Elena Rivas: La madre rebelde de Ledher

Por GERARDO REYES
Elena Rivas Gutiérrez no parecía una mujer de su tiempo. Hacía cosas impropias para el lugar y la época en los que vivía: Colombia, finales de los años cincuenta. La joven de una familia acomodada no parecía dar importancia a los reclamos de su marido, Guillermo Lehder Scheele, un inmigrante alemán inflexible que le llevaba diez años. Lehder se quejaba de que la joven pasaba mucho tiempo con sus amigas y sospechaba que era infiel.
Hasta que un día “bajo la amenaza mortal de las armas de fuego contra su cuerpo’’, según un fallo de separación de una corte colombiana, Lehder la llevó al monasterio de Santa Eufrasia, un reformatorio de monjas en Bogotá, y la separó de sus cuatro hijos. Los niños fueron matriculas en estrictos internados de la capital.

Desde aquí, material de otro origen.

PR #314, opened 2020-03-31
mention that JSON operators work for row filtering

fiatjaf:


api.rst
```diff
@@ -204,13 +204,16 @@ You can specify a path for a ``json`` or ``jsonb`` column using the arrow operat
     { "id": 2, "blood_type": "O+", "phones": [{"country_code": "43", "number": "512-446-4988"}, {"country_code": "43", "number": "213-891-5979"}] }
   ]
 
+That also works with filters:
+
 .. code-block:: http
 
-  GET /people?select=id,json_data->phones->0->>number HTTP/1.1
+  GET /people?select=id,json_data->>blood_type&json_data->blood_type=eq."A+" HTTP/1.1
```
steve-chavez: Thanks for helping the docs!

How about changing `A+` to `A-`? Otherwise I think as it is the example might require url encoding for the plus and quotes.

You could remove the quotes after that since `-` is url safe.

fiatjaf: Ok, makes sense!

PR #315, opened 2020-04-03
Latest docs for 7.0.0

steve-chavez:
Only the latest feature regarding multiple schemas is missing: https://github.com/PostgREST/postgrest/pull/1450

Ideally a "schema design" section should be added to the best practices page. That way we ensure multiple schemas are not misused. It should be made clear that the use cases are "api versioning with schemas" and "schema-based multitenancy".


steve-chavez:
For fixing #317, I've omitted talking about pg minimum version in the tutorial(after all we use docker latest version) and instead put a link to the installation page.

Also, I'm kind of discouraging the use of the `Prefer: params=multiple-objects` because it was discovered that it had bad performance https://github.com/PostgREST/postgrest/pull/1385. I'm advising users to instead use json or array parameters in functions for bulk processing.

steve-chavez:
I've added a "schema structure" diagram: https://postgrest.org/en/preview/best_practices.html.

Doing a "schema design" section is more of a tutorial, which takes longer. So I'm going to leave it as an explanation.

steve-chavez:
Ok. This is finished. Merging..

steve-chavez:
Left a warning for not misusing the switching schemas feature: http://postgrest.org/en/v7.0.0/configuration.html#db-schema.

PR #316, opened 2020-04-13
Documentation on how to run the test suite locally

monacoremo:
Documentation on the alternative ways to run tests locally that would be added with https://github.com/PostgREST/postgrest/pull/1476 and https://github.com/PostgREST/postgrest/pull/1480.

### DIFF
--- a/install.rst
+++ b/install.rst
@@ -221,10 +221,23 @@ When a pre-built binary does not exist for your system you can build the project
 PostgREST Test Suite
 --------------------
 
-Creating the Test Database
-~~~~~~~~~~~~~~~~~~~~~~~~~~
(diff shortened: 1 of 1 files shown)


steve-chavez:
Oh, I forgot about merging this one.

The new way of running the test database is much simpler than the docker workflow.

I think later on we could remove most of the docker wording and replace it with a simple instruction of running [test/docker-compose.yml](https://github.com/PostgREST/postgrest/blob/master/test/docker-compose.yml). Probably rename the section to testing with docker.

The `test/with_tmp_db` should definitely be the preferred way.

Adding the Nix section would also be interesting.

PR #320, opened 2020-05-01
Fix link to DigitalOcean PostgREST Contact List video

nickrsan:
Old playlist is gone - linked to first video in series instead


steve-chavez:
Thank you! Change already live at http://postgrest.org/en/v7.0.0/ecosystem.html#community-tutorials.

PR #332, opened 2020-06-12
add redux-postgrest to client-side libraries

andytango:
As per https://github.com/andytango/redux-postgrest/issues/7


steve-chavez:
Cool! Thank you!

Issue #336, opened 2020-07-09
Links to pg-safeupdate in documentation are broken


sirviot:
In documentation

    * Hardening PostgREST - Block Full-Table Operations and
    * Ecosystem - Extensions

a project named `pg-safeupdate` is referred. The project has now moved from Bitbucket to GitHub.

### Expected behavior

Rivas no se cruzó de brazos. Pidió la separación y exigió que la justicia obligara a Lehder a pagar la cuota alimenticia reglamentaria a la que se había negado pese a que el marido se había quedado con los ingresos de la venta de una casa que ella había heredado de su madre.
El fallo del tribunal, favorable a la mujer, dice que un abogado se apiadó de Rivas y logró su libertad. Uno de sus hijos le contó a un periodista colombiano que su mamá escapó disfrazada de monja con la ayuda de una religiosa del centro de reclusión.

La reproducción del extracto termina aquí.